Trying to make a Spark broadcast BiMap that is composed of two Maps. Since the mappings are unique from either direction all that should be serialized is a single Map, actually only the a Seq[(K, V)] needs to be serialized. So the underlying forward Map's elements only. In the deserialization we can recreate the inverse Map and indexes.
Here is the proposed design:
class BiMap[K, V] (
private val m: Map[K, V],
// if this is serialized we allow i to be discarded and recalculated when deserialized
@transient private var i: Option[BiMap[V, K]] = None
) extends Serializable {
// NOTE: make inverse's inverse point back to current BiMap
// if this is serialized we allow inverse to be discarded and recalculated
// when first invoked from "val size_" in the constructor
@transient lazy val inverse: BiMap[V, K] = {
if( i == null.asInstanceOf[Option[BiMap[V, K]]] )
i = None
i.getOrElse {
val rev = m.map(_.swap)
require((rev.size == m.size), "Failed to create reversed map. Cannot have duplicated values.")
new BiMap(rev, Some(this))
}
}
// forces inverse to be calculated in the constructor when deserialized
// not when first used
@transient val size_ = inverse.size
...
}
While this seems to work, I can't figure why I have to check i
for null, but it is null after deserialization. Originally it was a val that had a default initialization = None.
Only m should be serialized so the inverse is @transient lazy
and there is another @transient val size_ = inverse.size
that is meant to cause the inverse to be evaluated when deserialized (instead of when a task invokes inverse
). This last bit is to make sure the inverse is shared and not recreated by each task.
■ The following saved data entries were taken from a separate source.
PR #8172, opened 2024-06-30
NSFS | NC | IAM Service - Input Validation

shirady:
### Explain the changes
1. Add input validation before every IAM operation.
2. Rename the file of op `get_access_key_last_used` (missing prefix `iam_`).

### Issues: 
List of GAPs:
1. Move constants to the file `iam_constants.js` (mainly from `iam_utils.js`).
2. Special handle for anonymous - currently we block all IAM User API and Access keys API on it (in the future we want to allow IAM User API on it).

#### Unit Tests
Please run:
1. `npx jest test_iam_utils.test.js`
3. `npx jest test_iam_ops_input_validation.test.js`

- [X] Doc added/updated
- [X] Tests added

### DIFF
--- a/src/endpoint/iam/iam_constants.js
+++ b/src/endpoint/iam/iam_constants.js
@@ -1,0 +1,37 @@
+/* Copyright (C) 2024 NooBaa */
+'use strict';
+// TODO - move more constants here (mainly from iam_utils)
+const DEFAULT_MAX_ITEMS = 100;
+
+// TODO - reuse
+// function name in snake case style
+const IAM_ACTIONS = Object.freeze({
+    CREATE_USER: 'create_user',
+    GET_USER: 'get_user',
+    DELETE_USER: 'delete_user',
+    UPDATE_USER: 'update_user',
+    LIST_USERS: 'list_users',
+    CREATE_ACCESS_KEY: 'create_access_key',
+    GET_ACCESS_KEY_LAST_USED: 'get_access_key_last_used',
+    UPDATE_ACCESS_KEY: 'update_access_key',
+    DELETE_ACCESS_KEY: 'delete_access_key',
+    LIST_ACCESS_KEYS: 'list_access_keys'
+});
+
+
+// parameter names
+const IAM_PATH = 'Path';
+const NEW_IAM_PATH = 'NewPath';
+const IAM_PATH_PREFIX = 'PathPrefix';
+const USERNAME = 'UserName';
+const NEW_USERNAME = 'NewUserName';
+
+
+// EXPORTS
+exports.IAM_ACTIONS = IAM_ACTIONS;
+exports.DEFAULT_MAX_ITEMS = DEFAULT_MAX_ITEMS;
+exports.IAM_PATH = IAM_PATH;
+exports.NEW_IAM_PATH = NEW_IAM_PATH;
+exports.IAM_PATH_PREFIX = IAM_PATH_PREFIX;
+exports.USERNAME = USERNAME;
+exports.NEW_USERNAME = NEW_USERNAME;
--- a/src/endpoint/iam/ops/iam_list_users.js
+++ b/src/endpoint/iam/ops/iam_list_users.js
@@ -3,6 +3,7 @@
 
 const dbg = require('../../../util/debug_module')(__filename);
 const iam_utils = require('../iam_utils');
+const iam_constants = require('../iam_constants');
 const { CONTENT_TYPE_APP_FORM_URLENCODED } = require('../../../util/http_utils');
 
 /**
@@ -12,10 +13,12 @@ async function list_users(req, res) {
 
     const params = {
         marker: req.body.marker,
-        max_items: req.body.max_items,
+        // ISSUE - AWS CLI doesn't pass max_items in req.body
+        max_items: req.body.max_items ?? iam_constants.DEFAULT_MAX_ITEMS,
         iam_path_prefix: req.body.path_prefix,
     };
     dbg.log1('IAM LIST USERS', params);
+    iam_utils.validate_params(iam_constants.IAM_ACTIONS.LIST_USERS, params);
     const reply = await req.account_sdk.list_users(params);
     dbg.log2('list_users reply', reply);
 
--- a/src/util/string_utils.js
+++ b/src/util/string_utils.js
@@ -10,6 +10,11 @@ const email_regexp = /^((([a-z]|\d|[!#\$%&'\*\+\-\/=\?\^_`{\|}~]|[\u00A0-\uD7FF\
 const escape_regexp = /[\\^$.*+?()[\]{}|]/g;
 const access_key_regexp = /^[a-zA-Z0-9]{20}$/;
 const secret_key_regexp = /^[a-zA-Z0-9+/]{40}$/;
+// regex for IAM service
+const AWS_IAM_PATH_REGEXP = /(\u002F)|(\u002F[\u0021-\u007E]+\u002F)/;
+const AWS_USERNAME_REGEXP = /[\w+=,.@-]+/;
+const AWS_IAM_LIST_MARKER = /[\u0020-\u00FF]+/;
+const AWS_IAM_ACCESS_KEY_INPUT_REGEXP = /[\w]+/;
 
 function crypto_random_string(len, charset = ALPHA_NUMERIC_CHARSET) {
     // In order to not favor any specific chars over others we limit the maximum random value
@@ -156,3 +161,7 @@ exports.is_email_address = is_email_address;
 exports.escape_reg_exp = escape_reg_exp;
 exports.access_key_regexp = access_key_regexp;
 exports.secret_key_regexp = secret_key_regexp;
+exports.AWS_IAM_PATH_REGEXP = AWS_IAM_PATH_REGEXP;
+exports.AWS_USERNAME_REGEXP = AWS_USERNAME_REGEXP;
+exports.AWS_IAM_LIST_MARKER = AWS_IAM_LIST_MARKER;
+exports.AWS_IAM_ACCESS_KEY_INPUT_REGEXP = AWS_IAM_ACCESS_KEY_INPUT_REGEXP;
--- a/docs/design/iam.md
+++ b/docs/design/iam.md
@@ -103,3 +103,18 @@ root accounts manager can run IAM access keys create/update/delete/list - only o
 
 Here attached a diagram with all the accounts that we have in our system:
 ![All accounts diagram](https://github.com/noobaa/noobaa-core/assets/57721533/c4395c06-3ab3-4425-838b-c020ef7cc38a)
+
+## Supported Actions and their request parameters
+### Supported IAM User Operations
+- IAM CreateUser: Path, UserName (not supported: PermissionsBoundary, Tags.member.N)
+- IAM GetUser: UserName
+- IAM UpdateUser: NewPath, NewUserName, UserName
+- IAM DeleteUser: UserName
+- IAM ListUsers: PathPrefix (not supported: Marker, MaxItems)
+
+### Supported IAM Access Keys Operations
+- IAM CreateAccessKey: UserName
+- IAM GetAccessKeyLastUsed: AccessKeyId
+- IAM UpdateAccessKey: AccessKeyId, Status, UserName
+- IAM DeleteAccessKey: AccessKeyId, UserName
+- IAM ListAccessKeys: UserName (not supported: Marker, MaxItems)
--- a/src/endpoint/iam/iam_rest.js
+++ b/src/endpoint/iam/iam_rest.js
@@ -45,7 +45,7 @@ const IAM_OPS = js_utils.deep_freeze({
     post_list_users: require('./ops/iam_list_users'),
     // access key CRUD
     post_create_access_key: require('./ops/iam_create_access_key'),
-    post_get_access_key_last_used: require('./ops/get_access_key_last_used'),
+    post_get_access_key_last_used: require('./ops/iam_get_access_key_last_used'),
     post_update_access_key: require('./ops/iam_update_access_key'),
     post_delete_access_key: require('./ops/iam_delete_access_key'),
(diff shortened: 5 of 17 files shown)


src/endpoint/iam/iam_constants.js
```diff
@@ -0,0 +1,37 @@
+/* Copyright (C) 2024 NooBaa */
+'use strict';
+// TODO - move more constants here (mainly from iam_utils)
+const DEFAULT_MAX_ITEMS = 100;
+
+// TODO - reuse
+// function name in snake case style
+const IAM_ACTIONS = {
```
guymguym, line 8: Object.freeze

src/endpoint/iam/ops/iam_list_users.js
```diff
@@ -12,10 +13,11 @@ async function list_users(req, res) {
 
     const params = {
         marker: req.body.marker,
-        max_items: req.body.max_items,
+        max_items: req.body.max_items ?? iam_constants.DEFAULT_MAX_ITEMS,
```
guymguym, line 16: i am not sure that nullish condition is better than simple logical or. what should be done if body max items is 0?

src/util/string_utils.js
```diff
@@ -10,6 +10,11 @@ const email_regexp = /^((([a-z]|\d|[!#\$%&'\*\+\-\/=\?\^_`{\|}~]|[\u00A0-\uD7FF\
 const escape_regexp = /[\\^$.*+?()[\]{}|]/g;
 const access_key_regexp = /^[a-zA-Z0-9]{20}$/;
 const secret_key_regexp = /^[a-zA-Z0-9+/]{40}$/;
+// regex for IAM service
+const AWS_IAM_PATH_REGEXP = /(\u002F)|(\u002F[\u0021-\u007E]+\u002F)/;
```
guymguym, line 14: using unicode code numbers for ascii characters makes it harder to read. to use forward-slash in regex you can either use \/ or my preferred [/]

guymguym: and what is this range \u0021-\u007e? if this is needed then better document it and explain what this means.

src/util/string_utils.js
```diff
@@ -10,6 +10,11 @@ const email_regexp = /^((([a-z]|\d|[!#\$%&'\*\+\-\/=\?\^_`{\|}~]|[\u00A0-\uD7FF\
...
+const AWS_USERNAME_REGEXP = /[\w+=,.@-]+/;
+const AWS_LIST_MARKER = /[\u0020-\u00FF]+/;
+const AWS_ACCESS_KEY_ID = /[\w]+/;
```
guymguym, line 17: is \w really matching the correct character set for access keys?

src/util/string_utils.js
```diff
@@ -10,6 +10,11 @@ const email_regexp = /^((([a-z]|\d|[!#\$%&'\*\+\-\/=\?\^_`{\|}~]|[\u00A0-\uD7FF\
 const escape_regexp = /[\\^$.*+?()[\]{}|]/g;
 const access_key_regexp = /^[a-zA-Z0-9]{20}$/;
 const secret_key_regexp = /^[a-zA-Z0-9+/]{40}$/;
+// regex for IAM service
+const AWS_IAM_PATH_REGEXP = /(\u002F)|(\u002F[\u0021-\u007E]+\u002F)/;
+const AWS_USERNAME_REGEXP = /[\w+=,.@-]+/;
+const AWS_LIST_MARKER = /[\u0020-\u00FF]+/;
```
guymguym, line 16: unclear. why is this the range?

guymguym (changes requested):

src/endpoint/iam/iam_constants.js
shirady: Thanks, added.

src/endpoint/iam/ops/iam_list_users.js
shirady: I will throw an error because in the docs of [ListUsers](https://docs.aws.amazon.com/IAM/latest/APIReference/API_ListUsers.html#API_ListUsers_RequestParameters): 

> Valid Range: Minimum value of 1. Maximum value of 1000.

I tested it with 0 and saw an empty array (also tested it with a negative value -1 and got the items).
In the code, I decide to act as it is supposed to be according to the docs, and I will throw an error on values out of the range (including 0).
Using the nullish coalescing operator operator gives exactly what I want - according to the docs:

> If you do not include this parameter, the number of items defaults to 100.

Since you raised it now I noticed that for this parameter they used "Valid Range" While in places I tested and saw errors they used "Length Constraints". I still think it is better to throw an error and enforce the values to use as in the expected range.

Reminder - currently we haven't implemented pagination yet, so the parameter is not supported yet

src/util/string_utils.js
shirady: I took the pattern for the docs, for example ([CreateUser](https://docs.aws.amazon.com/IAM/latest/APIReference/API_CreateUser.html#API_CreateUser_RequestParameters)):

> Pattern: (\u002F)|(\u002F[\u0021-\u007E]+\u002F)

Explanation of the pattern:

> a string of characters consisting of either a forward slash (/) by itself or a string that must begin and end with forward slashes. In addition, it can contain any ASCII character from the ! (\u0021) through the DEL character (\u007F), including most punctuation characters, digits, and upper and lowercased letters.

I can add the link as an inline comment, will it be easier?

I didn't understand this comment:
> using unicode code numbers for ascii characters makes it harder to read. to use forward-slash in regex you can either use / or my preferred [/]

Would you please add a suggestion?
For the forward and backward slash I'm testing it in the code itself (the pattern doesn't include it):
`const valid_aws_path = input_path.startsWith('/') && input_path.endsWith('/') && AWS_IAM_PATH_REGEXP.test(input_path);
`

src/util/string_utils.js
shirady: I took the pattern for the docs, for example ([ListUsers](https://docs.aws.amazon.com/IAM/latest/APIReference/API_ListUsers.html#API_ListUsers_RequestParameters)):

> Pattern: [\u0020-\u00FF]+

It was hard to find something invalid in this pattern - the example I found it:

> const invalid_characters = '\uD83D\uDE0A'; //emoji is not part of the pattern

src/util/string_utils.js
shirady: I took the pattern from the docs, for example ([UpdateAccessKey](https://docs.aws.amazon.com/IAM/latest/APIReference/API_UpdateAccessKey.html#API_UpdateAccessKey_RequestParameters)):

> Pattern: [\w]+

Explanation of the pattern:
> a string of characters that can consist of any upper or lowercased letter or digit.

src/util/string_utils.js
guymguym: Perhaps this is very specific for list users, so better rename this to AWS_LIST_USERS_MARKER

src/util/string_utils.js
guymguym: in javascript \w includes also underscore

guymguym: and we already have an access key regex defined - 
https://github.com/noobaa/noobaa-core/blob/7b0d3e3ccbcbf45365877ef619e52fa0bac5626e/src/util/string_utils.js#L11-L12

src/util/string_utils.js
shirady: It is for list users and list access keys.
So I will suggest renaming it to `AWS_IAM_LIST_MARKER`, WDYT?

src/util/string_utils.js
shirady: 1. Why underscore should be included?
I did a test in AWS IAM - I sent access key with _ and received an error `InvalidClientTokenId`:

> The security token included in the request is invalid

and then I sent with # and received an error `ValidationError`:

> The specified value for accessKeyId is invalid. It must contain only alphanumeric characters

Note: I used `aws iam get-access-key-last-used --access-key-id <>`. took a valid access key id and changed one of its characters.

2. It is not the same regex - for example, it sets the length to be exactly 20 while for an input it can be:

> Length Constraints: Minimum length of 16. Maximum length of 128.

src/util/string_utils.js
guymguym: sounds great

src/endpoint/iam/ops/iam_list_users.js
guymguym: ok, you definitely understand the difference of || and ?? well but this is always subtle for many people to read unless carefully focusing on it, imho. in any case we can use it, but I am trying to minimize it.

src/util/string_utils.js
guymguym: ok nevermind, better leave it as as.

src/util/string_utils.js
guymguym: so how about we keep the pattern as is but to avoid confusion with other definitions we rename this const to something like AWS_IAM_ACCESS_KEY_INPUT_REGEXP ?

src/endpoint/iam/ops/iam_list_users.js
shirady: I can add a comment in the code: "If one did not include max_items parameter (req.body.max_items value is undefined), we use a default number DEFAULT_MAX_ITEMS", but I don't like it (it explains the operator ?? and does not give an added value), let me know what you think.

src/util/string_utils.js
shirady: I will change it.
I still think this name will be confusing because later we might use this validation in the CLI.

src/util/string_utils.js
shirady: I will change it also, thanks.

src/util/string_utils.js
guymguym: but you have to agree that having two different regexp that are names aws_access_key is way more confusing

src/endpoint/iam/ops/iam_list_users.js
guymguym: oh but what is the type of req.body.max_items? string? if so then we actually want to parse it to a number and not send once a string and once a number (when undefined)

src/util/string_utils.js
shirady: I agree with this, I comment on it in case we have a better name.

src/endpoint/iam/ops/iam_list_users.js
shirady: It should be a number, but now I noticed that there is an issue with AWS CLI in which it doesn't pass it.

I ran: 
`s3-nc-user-1-iam iam list-users --path-prefix /abc/ --max-items 7 --debug` 
I added the `--path-prefix` flag so we can see a flag that passes (and a flag that I think doesn't pass).
(s3-nc-user-1-iam is an alias 
for `AWS_ACCESS_KEY_ID=<access-key> AWS_SECRET_ACCESS_KEY=<secret-key> aws --no-verify-ssl --endpoint-url https://localhost:7005`).

In the debug I see AWS CLI list the argument of max-items:
```bash
2024-07-07 08:43:35,751 - MainThread - awscli.clidriver - DEBUG - Arguments entered to CLI: ['--no-verify-ssl', '--endpoint-url', 'https://localhost:7005', 'iam', 'list-users', '--path-prefix', '/abc/', '--max-items', '7', '--debug']
```

In the debug I don't see the max params passing to the request's body (PathPrefix we can see):
```bash
2024-07-07 08:43:35,836 - MainThread - botocore.endpoint - DEBUG - Making request for OperationModel(name=ListUsers) with params: {'url_path': '/', 'query_string': '', 'method': 'POST', 'headers': {'Content-Type': 'application/x-www-form-urlencoded; charset=utf-8', 'User-Agent': 'aws-cli/2.15.36 Python/3.11.9 Darwin/23.4.0 source/arm64 prompt/off command/iam.list-users'}, 'body': {'Action': 'ListUsers', 'Version': '2010-05-08', 'PathPrefix': '/abc/'}, 'url': 'https://localhost:7005/', 'context': {'client_region': 'us-east-1', 'client_config': <botocore.config.Config object at 0x1083b49d0>, 'has_streaming_input': False, 'auth_type': None}}
```

Same issue in list-access-keys:
`s3-nc-user-1-iam iam list-access-keys --max-items 1 --user-name shira-1001 --debug`

In the debug I see AWS CLI list the argument of max-items:
```bash
2024-07-07 09:03:15,120 - MainThread - awscli.clidriver - DEBUG - Arguments entered to CLI: ['--no-verify-ssl', '--endpoint-url', 'https://localhost:7005', 'iam', 'list-access-keys', '--max-items', '1', '--user-name', 'shira-1001', '--debug']
```

In the debug I don't see the max params passing to the request's body (UserName we can see):
```bash
2024-07-07 09:03:15,228 - MainThread - botocore.endpoint - DEBUG - Making request for OperationModel(name=ListAccessKeys) with params: {'url_path': '/', 'query_string': '', 'method': 'POST', 'headers': {'Content-Type': 'application/x-www-form-urlencoded; charset=utf-8', 'User-Agent': 'aws-cli/2.15.36 Python/3.11.9 Darwin/23.4.0 source/arm64 prompt/off command/iam.list-access-keys'}, 'body': {'Action': 'ListAccessKeys', 'Version': '2010-05-08', 'UserName': 'shira-1001'}, 'url': 'https://localhost:7005/', 'context': {'client_region': 'us-east-1', 'client_config': <botocore.config.Config object at 0x106fa89d0>, 'has_streaming_input': False, 'auth_type': None}}
```

Meanwhile, I will mention the issue in the code.

guymguym: just making sure - do you have the latest aws cli? perhaps submit an issue to its github project?

guymguym (approved):

src/endpoint/iam/ops/iam_list_users.js
shirady: I updated my `awscli` (using brew) and still face this issue.
I opened a Github issue in their repo:
https://github.com/aws/aws-cli/issues/8800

While this seems to work it's a bit ugly and I'm still not sure of a few things:
- is all storage for the instance allocated in the broadcast variable, not in task heap space?
- Why does
i
need to be a var and checked for null when it should never be null? - Most importantly does this cause the inverse to be discarded at broadcast time and recreated in the deserialize?
I understand that I need to register this with Kryo and ultimately to implement KryoSerializable to finely control the serialization.